ASSIGNED TASK: Among the entries below, extract exactly the lines that run from the one with "PR #507, opened 2020-05-13" through the one with "I'm not aware", both ends included.

>>>>>

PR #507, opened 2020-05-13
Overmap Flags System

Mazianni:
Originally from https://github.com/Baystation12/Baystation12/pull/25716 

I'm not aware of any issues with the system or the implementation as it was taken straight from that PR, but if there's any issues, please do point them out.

<<<<<
>>>>>

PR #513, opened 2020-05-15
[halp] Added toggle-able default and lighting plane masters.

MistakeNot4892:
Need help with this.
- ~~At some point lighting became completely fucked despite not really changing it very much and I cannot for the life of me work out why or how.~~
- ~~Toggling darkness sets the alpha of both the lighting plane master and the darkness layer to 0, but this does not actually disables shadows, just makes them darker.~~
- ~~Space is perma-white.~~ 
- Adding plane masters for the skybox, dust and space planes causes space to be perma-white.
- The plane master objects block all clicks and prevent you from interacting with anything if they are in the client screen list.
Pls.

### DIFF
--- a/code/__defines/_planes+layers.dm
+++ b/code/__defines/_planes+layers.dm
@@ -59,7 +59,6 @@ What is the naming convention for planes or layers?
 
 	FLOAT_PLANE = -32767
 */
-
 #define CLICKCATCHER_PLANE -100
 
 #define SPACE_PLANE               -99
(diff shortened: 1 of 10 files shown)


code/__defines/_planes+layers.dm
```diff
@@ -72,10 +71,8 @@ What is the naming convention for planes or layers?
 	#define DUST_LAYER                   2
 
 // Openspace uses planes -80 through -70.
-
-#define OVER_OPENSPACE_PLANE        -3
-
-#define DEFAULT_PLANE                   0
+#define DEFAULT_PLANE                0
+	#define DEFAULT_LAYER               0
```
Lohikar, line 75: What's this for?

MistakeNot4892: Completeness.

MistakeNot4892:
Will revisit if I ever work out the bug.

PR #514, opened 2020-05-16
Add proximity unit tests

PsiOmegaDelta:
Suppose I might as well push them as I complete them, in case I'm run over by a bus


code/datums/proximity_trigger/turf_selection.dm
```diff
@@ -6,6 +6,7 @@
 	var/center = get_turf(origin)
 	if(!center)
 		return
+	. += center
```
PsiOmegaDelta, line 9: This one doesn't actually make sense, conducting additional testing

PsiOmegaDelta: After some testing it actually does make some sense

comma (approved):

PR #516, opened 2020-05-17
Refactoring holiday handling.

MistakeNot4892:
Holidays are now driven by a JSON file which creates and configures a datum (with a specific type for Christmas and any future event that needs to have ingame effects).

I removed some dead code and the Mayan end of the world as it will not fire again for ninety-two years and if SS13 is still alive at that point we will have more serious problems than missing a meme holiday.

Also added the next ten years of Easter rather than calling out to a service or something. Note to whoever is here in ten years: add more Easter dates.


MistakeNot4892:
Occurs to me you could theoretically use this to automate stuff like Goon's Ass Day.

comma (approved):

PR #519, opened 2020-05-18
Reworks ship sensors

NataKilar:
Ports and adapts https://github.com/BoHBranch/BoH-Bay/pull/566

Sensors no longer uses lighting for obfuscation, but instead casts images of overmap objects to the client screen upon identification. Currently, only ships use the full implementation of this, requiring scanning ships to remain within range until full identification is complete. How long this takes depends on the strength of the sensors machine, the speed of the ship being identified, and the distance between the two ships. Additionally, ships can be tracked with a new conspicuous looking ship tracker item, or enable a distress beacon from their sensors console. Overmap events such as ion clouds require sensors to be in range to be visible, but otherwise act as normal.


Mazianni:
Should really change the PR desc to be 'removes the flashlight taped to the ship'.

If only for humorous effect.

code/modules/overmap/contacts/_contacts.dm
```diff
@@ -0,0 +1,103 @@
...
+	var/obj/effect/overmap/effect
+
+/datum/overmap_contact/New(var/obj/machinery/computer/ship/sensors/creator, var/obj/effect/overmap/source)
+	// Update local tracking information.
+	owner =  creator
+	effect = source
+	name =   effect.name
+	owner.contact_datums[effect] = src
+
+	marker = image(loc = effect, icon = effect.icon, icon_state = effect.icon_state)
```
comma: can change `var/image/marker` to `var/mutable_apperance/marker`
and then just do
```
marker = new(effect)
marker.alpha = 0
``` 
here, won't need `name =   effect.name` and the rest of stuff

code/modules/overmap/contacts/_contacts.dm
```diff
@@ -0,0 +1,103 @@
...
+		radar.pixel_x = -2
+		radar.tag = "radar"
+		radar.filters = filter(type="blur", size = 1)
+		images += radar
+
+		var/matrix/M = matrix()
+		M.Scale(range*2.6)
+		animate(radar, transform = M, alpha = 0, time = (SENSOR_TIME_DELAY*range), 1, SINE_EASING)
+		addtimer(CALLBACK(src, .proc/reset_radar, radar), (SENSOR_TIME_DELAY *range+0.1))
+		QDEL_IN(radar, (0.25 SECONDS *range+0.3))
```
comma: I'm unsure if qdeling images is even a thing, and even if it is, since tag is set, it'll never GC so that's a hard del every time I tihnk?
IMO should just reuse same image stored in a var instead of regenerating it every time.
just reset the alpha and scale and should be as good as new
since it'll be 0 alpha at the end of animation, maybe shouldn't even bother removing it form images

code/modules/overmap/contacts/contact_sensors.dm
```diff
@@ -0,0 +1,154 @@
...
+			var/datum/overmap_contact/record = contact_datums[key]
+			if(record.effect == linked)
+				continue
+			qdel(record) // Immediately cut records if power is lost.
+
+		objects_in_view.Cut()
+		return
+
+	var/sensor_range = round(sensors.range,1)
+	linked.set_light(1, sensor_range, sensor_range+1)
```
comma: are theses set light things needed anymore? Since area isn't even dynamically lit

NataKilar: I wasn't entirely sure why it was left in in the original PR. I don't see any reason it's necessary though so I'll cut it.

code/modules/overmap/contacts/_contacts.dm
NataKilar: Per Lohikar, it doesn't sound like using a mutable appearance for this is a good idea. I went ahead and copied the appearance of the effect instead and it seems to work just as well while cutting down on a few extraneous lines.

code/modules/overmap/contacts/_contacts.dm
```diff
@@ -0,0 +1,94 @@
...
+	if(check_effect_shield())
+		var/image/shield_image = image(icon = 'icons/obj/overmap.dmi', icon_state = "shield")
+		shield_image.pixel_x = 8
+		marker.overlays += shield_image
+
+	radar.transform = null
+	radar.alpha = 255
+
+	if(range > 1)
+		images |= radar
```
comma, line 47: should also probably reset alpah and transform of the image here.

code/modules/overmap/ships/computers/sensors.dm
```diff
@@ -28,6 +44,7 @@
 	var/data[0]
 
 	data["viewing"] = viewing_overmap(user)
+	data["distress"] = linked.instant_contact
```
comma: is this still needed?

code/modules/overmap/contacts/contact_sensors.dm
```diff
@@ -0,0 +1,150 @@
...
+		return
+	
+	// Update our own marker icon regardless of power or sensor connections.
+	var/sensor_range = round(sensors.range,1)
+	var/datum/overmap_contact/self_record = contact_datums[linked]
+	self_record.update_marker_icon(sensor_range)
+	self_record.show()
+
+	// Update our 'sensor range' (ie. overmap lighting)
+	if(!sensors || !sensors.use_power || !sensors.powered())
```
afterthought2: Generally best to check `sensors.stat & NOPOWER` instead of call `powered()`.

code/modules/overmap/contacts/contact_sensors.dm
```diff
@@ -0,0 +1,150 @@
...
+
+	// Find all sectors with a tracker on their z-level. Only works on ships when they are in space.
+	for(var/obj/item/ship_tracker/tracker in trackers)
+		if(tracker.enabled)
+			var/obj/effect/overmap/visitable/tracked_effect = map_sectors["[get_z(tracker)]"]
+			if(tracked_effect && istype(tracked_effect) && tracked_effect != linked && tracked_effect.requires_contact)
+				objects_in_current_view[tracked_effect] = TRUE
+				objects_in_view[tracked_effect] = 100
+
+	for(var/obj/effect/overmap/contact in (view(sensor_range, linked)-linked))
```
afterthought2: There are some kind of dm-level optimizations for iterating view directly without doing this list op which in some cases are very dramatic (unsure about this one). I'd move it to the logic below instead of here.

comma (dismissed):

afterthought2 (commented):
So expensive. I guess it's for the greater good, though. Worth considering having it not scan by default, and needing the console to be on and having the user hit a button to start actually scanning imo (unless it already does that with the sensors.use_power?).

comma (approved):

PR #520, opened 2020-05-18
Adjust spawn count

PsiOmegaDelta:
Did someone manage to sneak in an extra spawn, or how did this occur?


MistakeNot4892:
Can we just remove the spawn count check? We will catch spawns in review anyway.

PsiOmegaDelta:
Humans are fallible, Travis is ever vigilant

<<<<<
>>>>>

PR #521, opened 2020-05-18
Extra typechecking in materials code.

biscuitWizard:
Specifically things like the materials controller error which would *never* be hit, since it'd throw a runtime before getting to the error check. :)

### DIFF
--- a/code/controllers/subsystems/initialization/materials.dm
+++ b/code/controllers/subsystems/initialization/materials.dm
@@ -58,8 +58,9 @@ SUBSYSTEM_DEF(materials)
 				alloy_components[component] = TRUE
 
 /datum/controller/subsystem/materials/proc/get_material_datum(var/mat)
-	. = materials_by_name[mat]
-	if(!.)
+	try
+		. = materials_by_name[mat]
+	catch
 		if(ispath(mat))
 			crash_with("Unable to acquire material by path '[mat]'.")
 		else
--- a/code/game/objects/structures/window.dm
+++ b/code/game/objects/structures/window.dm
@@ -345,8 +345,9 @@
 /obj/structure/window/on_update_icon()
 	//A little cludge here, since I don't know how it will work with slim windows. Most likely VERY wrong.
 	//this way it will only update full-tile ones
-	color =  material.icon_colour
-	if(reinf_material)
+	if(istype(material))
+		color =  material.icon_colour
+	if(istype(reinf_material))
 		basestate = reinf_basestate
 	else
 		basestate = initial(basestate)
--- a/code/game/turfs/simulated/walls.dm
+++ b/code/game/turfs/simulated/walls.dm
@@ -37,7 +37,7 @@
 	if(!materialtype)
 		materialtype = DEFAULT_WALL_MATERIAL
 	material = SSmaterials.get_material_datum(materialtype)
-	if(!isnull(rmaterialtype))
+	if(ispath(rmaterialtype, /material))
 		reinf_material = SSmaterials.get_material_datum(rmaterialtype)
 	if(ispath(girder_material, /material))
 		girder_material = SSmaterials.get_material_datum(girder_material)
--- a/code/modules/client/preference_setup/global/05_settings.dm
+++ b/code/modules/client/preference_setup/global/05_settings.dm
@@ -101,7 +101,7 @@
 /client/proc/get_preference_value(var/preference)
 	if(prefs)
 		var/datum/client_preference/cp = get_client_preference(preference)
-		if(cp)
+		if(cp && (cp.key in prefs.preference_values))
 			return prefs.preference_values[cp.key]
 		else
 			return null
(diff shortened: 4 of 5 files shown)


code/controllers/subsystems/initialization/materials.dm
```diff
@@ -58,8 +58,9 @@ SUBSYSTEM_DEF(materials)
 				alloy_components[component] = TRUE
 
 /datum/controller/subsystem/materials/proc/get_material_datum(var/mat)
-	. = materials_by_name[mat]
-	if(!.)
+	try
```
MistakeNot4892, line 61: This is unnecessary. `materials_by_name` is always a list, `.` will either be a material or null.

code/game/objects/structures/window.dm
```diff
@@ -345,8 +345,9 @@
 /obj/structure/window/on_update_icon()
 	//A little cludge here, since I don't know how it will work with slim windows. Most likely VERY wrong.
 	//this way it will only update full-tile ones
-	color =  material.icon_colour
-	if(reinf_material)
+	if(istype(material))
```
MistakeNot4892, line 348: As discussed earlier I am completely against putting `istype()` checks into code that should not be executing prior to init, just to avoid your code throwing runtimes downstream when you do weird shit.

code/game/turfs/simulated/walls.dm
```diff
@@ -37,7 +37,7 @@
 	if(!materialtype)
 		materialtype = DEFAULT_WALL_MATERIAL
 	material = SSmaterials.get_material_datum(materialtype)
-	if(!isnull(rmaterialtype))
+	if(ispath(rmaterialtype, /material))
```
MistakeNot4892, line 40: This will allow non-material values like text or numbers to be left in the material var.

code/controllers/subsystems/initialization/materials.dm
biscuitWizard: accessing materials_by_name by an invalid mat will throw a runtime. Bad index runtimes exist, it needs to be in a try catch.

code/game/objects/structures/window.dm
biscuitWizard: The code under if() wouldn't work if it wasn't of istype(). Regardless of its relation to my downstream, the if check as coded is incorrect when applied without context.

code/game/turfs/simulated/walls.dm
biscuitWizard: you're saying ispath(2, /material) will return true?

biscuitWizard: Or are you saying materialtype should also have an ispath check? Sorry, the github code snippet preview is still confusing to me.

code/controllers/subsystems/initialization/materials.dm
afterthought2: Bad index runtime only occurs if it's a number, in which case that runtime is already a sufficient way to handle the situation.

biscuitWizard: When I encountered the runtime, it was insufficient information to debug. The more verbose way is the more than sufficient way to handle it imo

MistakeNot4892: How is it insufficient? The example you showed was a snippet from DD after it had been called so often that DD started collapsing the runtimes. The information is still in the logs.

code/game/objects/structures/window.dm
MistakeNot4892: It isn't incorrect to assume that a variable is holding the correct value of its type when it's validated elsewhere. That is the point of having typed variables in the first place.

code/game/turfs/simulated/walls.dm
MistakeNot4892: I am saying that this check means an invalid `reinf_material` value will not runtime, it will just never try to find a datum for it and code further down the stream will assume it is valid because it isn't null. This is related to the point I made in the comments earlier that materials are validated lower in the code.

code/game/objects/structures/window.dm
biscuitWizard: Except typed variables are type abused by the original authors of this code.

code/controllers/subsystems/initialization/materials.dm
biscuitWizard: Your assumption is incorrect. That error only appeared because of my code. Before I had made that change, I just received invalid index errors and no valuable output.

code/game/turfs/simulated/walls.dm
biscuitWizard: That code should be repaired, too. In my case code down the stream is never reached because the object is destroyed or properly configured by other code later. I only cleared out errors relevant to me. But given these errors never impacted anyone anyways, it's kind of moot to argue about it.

<<<<<

TASK RESULT:
PR #507, opened 2020-05-13
Overmap Flags System

Mazianni:
Originally from https://github.com/Baystation12/Baystation12/pull/25716 

I'm not aware of any issues with the system or the implementation as it was taken straight from that PR, but if there's any issues, please do point them out.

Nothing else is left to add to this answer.